TESTING FOR RAPID PULSES OF CRUSTAL-SCALE HEAT TRANSFER BY MODELING GARNET GROWTH-DIFFUSION-RESORPTION PROFILES IN METAMORPHIC "HOT SPOTS", NEW HAMPSHIRE, USA

A series of localized high-temperature (HT) granulite facies regions (hot spots) were identified within the regional amphibolite facies background of the Central Maine Terrane in central New Hampshire. The spatial coincidence of the isograds and contours of depressed δ¹⁸O values are found centered on networks of quartz-graphite and pegmatitic veins in the hot spot near Bristol, NH. Chamberlain and Rumble (1988) propose that a large quantity of hot fluids ascending in the shallow crust produced the thermal anomaly during the Acadian orogeny (~400 Ma). The hot spot can only be preserved if the timescales of the thermal event were extremely short, otherwise heat conduction would smooth the field temperature gradient.

Two-phase flow modeling demonstrates that porosity waves evolve into fluid conduits that focus fluid and heat transfer. The corresponding thermal transients may be on the timescales of 10 kyr (Tian et al 2014). Herein, we conduct a petrological test to estimate the peak temperatures and the durations across the hot spot by modelling growth-diffusion-resorption profiles of garnets.

Chemical profiles in garnet are modelled using coupled phase equilibria and garnet diffusion simulation (similar to Gaidies et al 2008; Caddick et al 2010).
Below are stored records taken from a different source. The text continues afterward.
PR #9109, opened 2021-03-16
BUG: Fixing Report multiprocessing

### LINKED ISSUE #9101: BUG: parse_folder() with n_jobs>1 for mne.Report causes attribute-error
#### Describe the bug
When changing the n_jobs-parameter for the parse_folder-method of mne.Report to a value greater than 1, an error is thrown.

#### Steps to reproduce
```python
import mne

path = mne.datasets.sample.data_path(verbose=False)
report = mne.Report(verbose=True)
report.parse_folder(path, pattern='*raw.fif', render_bem=False, n_jobs=2)
report.save('test.html', overwrite=True)
```

#### Expected results
No error.

#### Actual results
```python
  File "<decorator-gen-368>", line 22, in parse_folder
  File "C:\Users\marti\PycharmProjects\mne-python\mne\report.py", line 1620, in parse_folder
    r = parallel(p_fun(self, fname, info, cov, baseline, sfreq, on_error,
  File "C:\Users\marti\PycharmProjects\mne-python\mne\parallel.py", line 128, in run
    return fun(*args, **kwargs)
  File "C:\Users\marti\anaconda3\envs\mnedev\lib\site-packages\joblib\parallel.py", line 1054, in __call__
    self.retrieve()
  File "C:\Users\marti\anaconda3\envs\mnedev\lib\site-packages\joblib\parallel.py", line 933, in retrieve
    self._output.extend(job.get(timeout=self.timeout))
  File "C:\Users\marti\anaconda3\envs\mnedev\lib\site-packages\joblib\_parallel_backends.py", line 542, in wrap_future_result
    return future.result(timeout=timeout)
  File "C:\Users\marti\anaconda3\envs\mnedev\lib\concurrent\futures\_base.py", line 440, in result
    return self.__get_result()
  File "C:\Users\marti\anaconda3\envs\mnedev\lib\concurrent\futures\_base.py", line 389, in __get_result
    raise self._exception
AttributeError: 'Report' object has no attribute 'projs'
```

#### Additional information
The error seems to be coming from line 362 in report.py. The report-object doesn't have the _projs_-attribute as if somehow lost attributes when being passed to the new process in __iterate_files_ (line 1620). Other attributes as _data_path_ and _title_ seem to survive.

marsipu:
#### Reference issue
Fixes #9101.

This fixes the bug appearing when calling Report().parse_folder() with n_jobs>1 by adding _projs_ to the list of pickled attributes in _get_state_params().

Solution suggested by @larsoner

### DIFF
--- a/doc/changes/latest.inc
+++ b/doc/changes/latest.inc
@@ -199,6 +199,8 @@ Bugs
 
 - Fix :func:`mne.read_dipole` yielding :class:`mne.Dipole` objects that could not be indexed (:gh:`8963` by `Marijn van Vliet`_)
 
+- Fix bug when setting n_jobs > 1 in :func:`mne.Report.parse_folder` (:gh:`9109` by `Martin Schulz`_)
+
 API changes
 ~~~~~~~~~~~
 - ``mne.read_selection`` has been deprecated in favor of `mne.read_vectorview_selection`. ``mne.read_selection`` will be removed in MNE-Python 0.24 (:gh:`8870` by `Richard Höchenberger`_)
--- a/mne/report.py
+++ b/mne/report.py
@@ -1659,7 +1659,7 @@ class Report(object):
         # Note: self._fname is not part of the state
         return (['baseline', 'cov_fname', 'fnames', 'html', 'include',
                  'image_format', 'info_fname', 'initial_id', 'raw_psd',
-                 '_sectionlabels', 'sections', '_sectionvars',
+                 '_sectionlabels', 'sections', '_sectionvars', 'projs',
                  '_sort_sections', 'subjects_dir', 'subject', 'title',
                  'verbose'],
                 ['data_path', 'lang', '_sort'])
--- a/mne/tests/test_report.py
+++ b/mne/tests/test_report.py
@@ -627,7 +627,7 @@ def test_split_files(tmpdir, split_naming):
 
 
 def test_survive_pickle(tmpdir):
-    """Testing functionality of Report-Object after pickling"""
+    """Testing functionality of Report-Object after pickling."""
     tempdir = str(tmpdir)
     raw_fname_new = op.join(tempdir, 'temp_raw.fif')
     shutil.copyfile(raw_fname, raw_fname_new)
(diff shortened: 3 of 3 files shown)


marsipu:
test_report returns 6 errors out of 23, which all seem to related to:
```python
ModuleNotFoundError: No module named 'tvtk.custom.renderer
```
And they also appear in the main branch.

larsoner:
Locally I can't replicate that issue, at least on `main`. Can you try:
```
pip uninstall mayavi
pip install --no-cache mayavi
```
and see if it helps?

marsipu:
Yes, that helped (although I just seem to have replaced the same version of mayavi (4.7.2))

larsoner:
If you updated `vtk` in between it breaks Mayavi...

>No everything passes (except one Deprecation-Warning:

Maybe `pip install --upgrade pyreadline`? I have 2.1 and don't see this deprecation warning

marsipu:
> 
> 
> If you updated `vtk` in between it breaks Mayavi...
> 
> > No everything passes (except one Deprecation-Warning:
> 
> Maybe `pip install --upgrade pyreadline`? I have 2.1 and don't see this deprecation warning

pyreadline is already 2.1 and the deprecation-warning stays. But I use Windows, maybe that makes a difference?
By the way, what method would you recommend to keep the development-conda-environment up to date?
`conda env  update -n mnedev -f environment.yml`?
And/or something pip-related?

larsoner:
@marsipu can you add an entry in `doc/changes/latest.inc` to mention this fix? Then I think we can merge. We could in principle add a test but it's often a problem to do so with parallel processing. One potential test would be to pickle and unpickle and ensure `.projs` is there -- this should fail on `master` and pass on this PR I think.

marsipu:
I added a test which just tests `parse_folder()` and `save()` of Report after pickling the object, which fails on `main`. What do you think?

Thanks.

larsoner (approved):
LGTM +1 for merge, thanks @marsipu !

agramfort (approved):

agramfort:
thx @marsipu

hoechenberger:
Great job!!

The phase equilibria calculation (Chu et al 2013) is implemented by the PT-boundary-finder automation on the PT curve along which the bulk-composition is modified stepwise. The garnet growth-diffusion-resorption simulation uses equilibrium boundary conditions and newly calibrated diffusion coefficients (Chu and Ague 2015).

The pseudosection analyses indicate that the background PT conditions were 5-6 kbar, 770-810 °C, much hotter than previously estimated (muscovite-sillimanite zone; Chamberlain and Rumble 1988). The granulite-facies condition lasted >6 Myr, so that the Mg# of garnet cores were homogenized. In the center of the “hot spot”, garnet exhibits distinct zoning patterns. The simulation suggests a short-lived thermal spike (>100 °C, ~75 kyr) superimposed on the granulite-facies background. The peak temperature transiently exceeded 900 °C, reaching UHT conditions. The radius of the hot spot determined here is 1.5~2 km, fully consistent with the timescale of 75 kyr, considering the relationship L = (kt)^1/2 (thermal diffusivity k ~ 10^-6 m s^-1).